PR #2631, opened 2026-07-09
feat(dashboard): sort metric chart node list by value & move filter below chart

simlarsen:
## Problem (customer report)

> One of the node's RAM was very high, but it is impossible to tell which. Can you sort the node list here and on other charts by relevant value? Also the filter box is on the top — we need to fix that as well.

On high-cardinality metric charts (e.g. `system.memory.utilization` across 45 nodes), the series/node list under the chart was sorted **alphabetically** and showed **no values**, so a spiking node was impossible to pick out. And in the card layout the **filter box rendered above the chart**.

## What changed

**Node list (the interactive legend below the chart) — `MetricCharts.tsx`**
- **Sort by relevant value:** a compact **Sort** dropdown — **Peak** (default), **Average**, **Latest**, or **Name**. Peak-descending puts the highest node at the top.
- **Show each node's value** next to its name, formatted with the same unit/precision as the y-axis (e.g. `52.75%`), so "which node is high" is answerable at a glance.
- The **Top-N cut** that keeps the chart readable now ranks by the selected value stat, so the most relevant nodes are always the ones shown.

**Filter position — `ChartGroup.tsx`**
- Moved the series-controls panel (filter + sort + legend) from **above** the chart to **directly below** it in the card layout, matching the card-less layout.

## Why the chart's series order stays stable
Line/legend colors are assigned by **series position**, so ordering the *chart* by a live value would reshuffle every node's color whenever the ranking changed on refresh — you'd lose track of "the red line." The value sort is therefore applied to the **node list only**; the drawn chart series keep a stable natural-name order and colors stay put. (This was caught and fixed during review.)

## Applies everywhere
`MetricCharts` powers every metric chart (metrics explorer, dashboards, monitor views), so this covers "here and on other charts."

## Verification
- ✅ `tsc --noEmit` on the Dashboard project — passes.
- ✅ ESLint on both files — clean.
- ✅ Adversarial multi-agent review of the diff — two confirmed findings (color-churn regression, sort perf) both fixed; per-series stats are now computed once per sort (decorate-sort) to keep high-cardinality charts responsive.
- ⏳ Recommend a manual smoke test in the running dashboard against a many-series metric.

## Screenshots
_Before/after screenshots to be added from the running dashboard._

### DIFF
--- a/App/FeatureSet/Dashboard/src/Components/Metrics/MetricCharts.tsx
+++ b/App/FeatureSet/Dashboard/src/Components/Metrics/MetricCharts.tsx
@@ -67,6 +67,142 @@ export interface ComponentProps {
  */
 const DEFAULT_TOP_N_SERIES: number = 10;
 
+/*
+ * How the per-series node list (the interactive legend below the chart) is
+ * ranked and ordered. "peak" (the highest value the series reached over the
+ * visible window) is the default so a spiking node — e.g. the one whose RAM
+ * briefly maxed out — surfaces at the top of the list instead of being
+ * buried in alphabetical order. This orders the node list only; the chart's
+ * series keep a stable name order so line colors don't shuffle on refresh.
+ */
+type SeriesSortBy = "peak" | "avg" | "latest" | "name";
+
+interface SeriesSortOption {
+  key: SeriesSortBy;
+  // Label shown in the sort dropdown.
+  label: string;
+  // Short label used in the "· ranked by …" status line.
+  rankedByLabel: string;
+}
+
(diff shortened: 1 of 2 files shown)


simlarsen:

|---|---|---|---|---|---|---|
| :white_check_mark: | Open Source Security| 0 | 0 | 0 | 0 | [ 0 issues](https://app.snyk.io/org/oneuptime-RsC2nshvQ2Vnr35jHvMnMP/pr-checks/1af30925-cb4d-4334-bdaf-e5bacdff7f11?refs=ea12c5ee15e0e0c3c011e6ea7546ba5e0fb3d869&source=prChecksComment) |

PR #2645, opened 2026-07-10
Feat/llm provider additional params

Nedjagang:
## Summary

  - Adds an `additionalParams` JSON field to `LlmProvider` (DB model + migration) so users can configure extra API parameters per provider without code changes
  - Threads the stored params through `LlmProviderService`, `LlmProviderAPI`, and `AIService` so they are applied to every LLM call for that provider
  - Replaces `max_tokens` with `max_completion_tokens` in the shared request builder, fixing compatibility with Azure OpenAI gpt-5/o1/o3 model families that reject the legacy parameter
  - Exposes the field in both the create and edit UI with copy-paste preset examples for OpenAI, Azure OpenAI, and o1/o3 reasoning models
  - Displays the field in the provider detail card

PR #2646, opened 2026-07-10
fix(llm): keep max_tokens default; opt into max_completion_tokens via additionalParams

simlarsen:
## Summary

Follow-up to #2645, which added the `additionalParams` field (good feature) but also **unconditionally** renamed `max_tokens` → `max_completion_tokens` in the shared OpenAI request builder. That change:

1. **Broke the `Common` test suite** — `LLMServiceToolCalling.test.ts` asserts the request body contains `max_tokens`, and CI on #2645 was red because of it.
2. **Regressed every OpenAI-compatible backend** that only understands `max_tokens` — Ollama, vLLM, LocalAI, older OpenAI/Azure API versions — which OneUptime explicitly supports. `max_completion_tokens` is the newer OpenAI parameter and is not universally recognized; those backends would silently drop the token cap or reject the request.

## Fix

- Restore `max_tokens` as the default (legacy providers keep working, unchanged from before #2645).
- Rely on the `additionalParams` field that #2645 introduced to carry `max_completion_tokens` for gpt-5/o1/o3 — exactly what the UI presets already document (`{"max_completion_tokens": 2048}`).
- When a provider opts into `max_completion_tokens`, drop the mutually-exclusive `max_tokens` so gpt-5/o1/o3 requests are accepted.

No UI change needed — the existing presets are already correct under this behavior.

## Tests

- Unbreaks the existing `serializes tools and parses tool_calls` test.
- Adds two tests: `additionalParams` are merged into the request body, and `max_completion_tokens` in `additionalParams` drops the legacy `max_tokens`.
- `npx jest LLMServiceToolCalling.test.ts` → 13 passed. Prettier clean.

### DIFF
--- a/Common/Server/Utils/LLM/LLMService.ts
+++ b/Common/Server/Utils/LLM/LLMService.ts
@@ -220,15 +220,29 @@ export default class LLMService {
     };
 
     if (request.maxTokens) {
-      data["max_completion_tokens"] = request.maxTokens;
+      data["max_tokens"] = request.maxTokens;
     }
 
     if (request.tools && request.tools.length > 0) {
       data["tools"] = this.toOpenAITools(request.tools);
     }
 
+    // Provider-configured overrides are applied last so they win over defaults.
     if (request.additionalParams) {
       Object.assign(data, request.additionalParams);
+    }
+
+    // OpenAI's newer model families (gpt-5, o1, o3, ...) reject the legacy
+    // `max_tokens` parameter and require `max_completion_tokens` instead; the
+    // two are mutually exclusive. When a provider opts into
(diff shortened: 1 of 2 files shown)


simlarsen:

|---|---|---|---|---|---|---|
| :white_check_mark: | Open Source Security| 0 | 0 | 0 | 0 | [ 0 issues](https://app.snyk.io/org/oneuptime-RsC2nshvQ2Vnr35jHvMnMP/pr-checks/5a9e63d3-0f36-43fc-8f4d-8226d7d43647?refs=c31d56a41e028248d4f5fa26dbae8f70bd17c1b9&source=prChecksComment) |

___

* [Task statement]: Each of the records above is to be copied exactly.

* [Answer for this exercise]:
PR #2631, opened 2026-07-09
feat(dashboard): sort metric chart node list by value & move filter below chart

simlarsen:
## Problem (customer report)

> One of the node's RAM was very high, but it is impossible to tell which. Can you sort the node list here and on other charts by relevant value? Also the filter box is on the top — we need to fix that as well.

On high-cardinality metric charts (e.g. `system.memory.utilization` across 45 nodes), the series/node list under the chart was sorted **alphabetically** and showed **no values**, so a spiking node was impossible to pick out. And in the card layout the **filter box rendered above the chart**.

## What changed

**Node list (the interactive legend below the chart) — `MetricCharts.tsx`**
- **Sort by relevant value:** a compact **Sort** dropdown — **Peak** (default), **Average**, **Latest**, or **Name**. Peak-descending puts the highest node at the top.
- **Show each node's value** next to its name, formatted with the same unit/precision as the y-axis (e.g. `52.75%`), so "which node is high" is answerable at a glance.
- The **Top-N cut** that keeps the chart readable now ranks by the selected value stat, so the most relevant nodes are always the ones shown.

**Filter position — `ChartGroup.tsx`**
- Moved the series-controls panel (filter + sort + legend) from **above** the chart to **directly below** it in the card layout, matching the card-less layout.

## Why the chart's series order stays stable
Line/legend colors are assigned by **series position**, so ordering the *chart* by a live value would reshuffle every node's color whenever the ranking changed on refresh — you'd lose track of "the red line." The value sort is therefore applied to the **node list only**; the drawn chart series keep a stable natural-name order and colors stay put. (This was caught and fixed during review.)

## Applies everywhere
`MetricCharts` powers every metric chart (metrics explorer, dashboards, monitor views), so this covers "here and on other charts."

## Verification
- ✅ `tsc --noEmit` on the Dashboard project — passes.
- ✅ ESLint on both files — clean.
- ✅ Adversarial multi-agent review of the diff — two confirmed findings (color-churn regression, sort perf) both fixed; per-series stats are now computed once per sort (decorate-sort) to keep high-cardinality charts responsive.
- ⏳ Recommend a manual smoke test in the running dashboard against a many-series metric.

## Screenshots
_Before/after screenshots to be added from the running dashboard._

### DIFF
--- a/App/FeatureSet/Dashboard/src/Components/Metrics/MetricCharts.tsx
+++ b/App/FeatureSet/Dashboard/src/Components/Metrics/MetricCharts.tsx
@@ -67,6 +67,142 @@ export interface ComponentProps {
  */
 const DEFAULT_TOP_N_SERIES: number = 10;
 
+/*
+ * How the per-series node list (the interactive legend below the chart) is
+ * ranked and ordered. "peak" (the highest value the series reached over the
+ * visible window) is the default so a spiking node — e.g. the one whose RAM
+ * briefly maxed out — surfaces at the top of the list instead of being
+ * buried in alphabetical order. This orders the node list only; the chart's
+ * series keep a stable name order so line colors don't shuffle on refresh.
+ */
+type SeriesSortBy = "peak" | "avg" | "latest" | "name";
+
+interface SeriesSortOption {
+  key: SeriesSortBy;
+  // Label shown in the sort dropdown.
+  label: string;
+  // Short label used in the "· ranked by …" status line.
+  rankedByLabel: string;
+}
+
(diff shortened: 1 of 2 files shown)


simlarsen:

|---|---|---|---|---|---|---|
| :white_check_mark: | Open Source Security| 0 | 0 | 0 | 0 | [ 0 issues](https://app.snyk.io/org/oneuptime-RsC2nshvQ2Vnr35jHvMnMP/pr-checks/1af30925-cb4d-4334-bdaf-e5bacdff7f11?refs=ea12c5ee15e0e0c3c011e6ea7546ba5e0fb3d869&source=prChecksComment) |

PR #2645, opened 2026-07-10
Feat/llm provider additional params

Nedjagang:
## Summary

  - Adds an `additionalParams` JSON field to `LlmProvider` (DB model + migration) so users can configure extra API parameters per provider without code changes
  - Threads the stored params through `LlmProviderService`, `LlmProviderAPI`, and `AIService` so they are applied to every LLM call for that provider
  - Replaces `max_tokens` with `max_completion_tokens` in the shared request builder, fixing compatibility with Azure OpenAI gpt-5/o1/o3 model families that reject the legacy parameter
  - Exposes the field in both the create and edit UI with copy-paste preset examples for OpenAI, Azure OpenAI, and o1/o3 reasoning models
  - Displays the field in the provider detail card

PR #2646, opened 2026-07-10
fix(llm): keep max_tokens default; opt into max_completion_tokens via additionalParams

simlarsen:
## Summary

Follow-up to #2645, which added the `additionalParams` field (good feature) but also **unconditionally** renamed `max_tokens` → `max_completion_tokens` in the shared OpenAI request builder. That change:

1. **Broke the `Common` test suite** — `LLMServiceToolCalling.test.ts` asserts the request body contains `max_tokens`, and CI on #2645 was red because of it.
2. **Regressed every OpenAI-compatible backend** that only understands `max_tokens` — Ollama, vLLM, LocalAI, older OpenAI/Azure API versions — which OneUptime explicitly supports. `max_completion_tokens` is the newer OpenAI parameter and is not universally recognized; those backends would silently drop the token cap or reject the request.

## Fix

- Restore `max_tokens` as the default (legacy providers keep working, unchanged from before #2645).
- Rely on the `additionalParams` field that #2645 introduced to carry `max_completion_tokens` for gpt-5/o1/o3 — exactly what the UI presets already document (`{"max_completion_tokens": 2048}`).
- When a provider opts into `max_completion_tokens`, drop the mutually-exclusive `max_tokens` so gpt-5/o1/o3 requests are accepted.

No UI change needed — the existing presets are already correct under this behavior.

## Tests

- Unbreaks the existing `serializes tools and parses tool_calls` test.
- Adds two tests: `additionalParams` are merged into the request body, and `max_completion_tokens` in `additionalParams` drops the legacy `max_tokens`.
- `npx jest LLMServiceToolCalling.test.ts` → 13 passed. Prettier clean.

### DIFF
--- a/Common/Server/Utils/LLM/LLMService.ts
+++ b/Common/Server/Utils/LLM/LLMService.ts
@@ -220,15 +220,29 @@ export default class LLMService {
     };
 
     if (request.maxTokens) {
-      data["max_completion_tokens"] = request.maxTokens;
+      data["max_tokens"] = request.maxTokens;
     }
 
     if (request.tools && request.tools.length > 0) {
       data["tools"] = this.toOpenAITools(request.tools);
     }
 
+    // Provider-configured overrides are applied last so they win over defaults.
     if (request.additionalParams) {
       Object.assign(data, request.additionalParams);
+    }
+
+    // OpenAI's newer model families (gpt-5, o1, o3, ...) reject the legacy
+    // `max_tokens` parameter and require `max_completion_tokens` instead; the
+    // two are mutually exclusive. When a provider opts into
(diff shortened: 1 of 2 files shown)


simlarsen:

|---|---|---|---|---|---|---|
| :white_check_mark: | Open Source Security| 0 | 0 | 0 | 0 | [ 0 issues](https://app.snyk.io/org/oneuptime-RsC2nshvQ2Vnr35jHvMnMP/pr-checks/5a9e63d3-0f36-43fc-8f4d-8226d7d43647?refs=c31d56a41e028248d4f5fa26dbae8f70bd17c1b9&source=prChecksComment) |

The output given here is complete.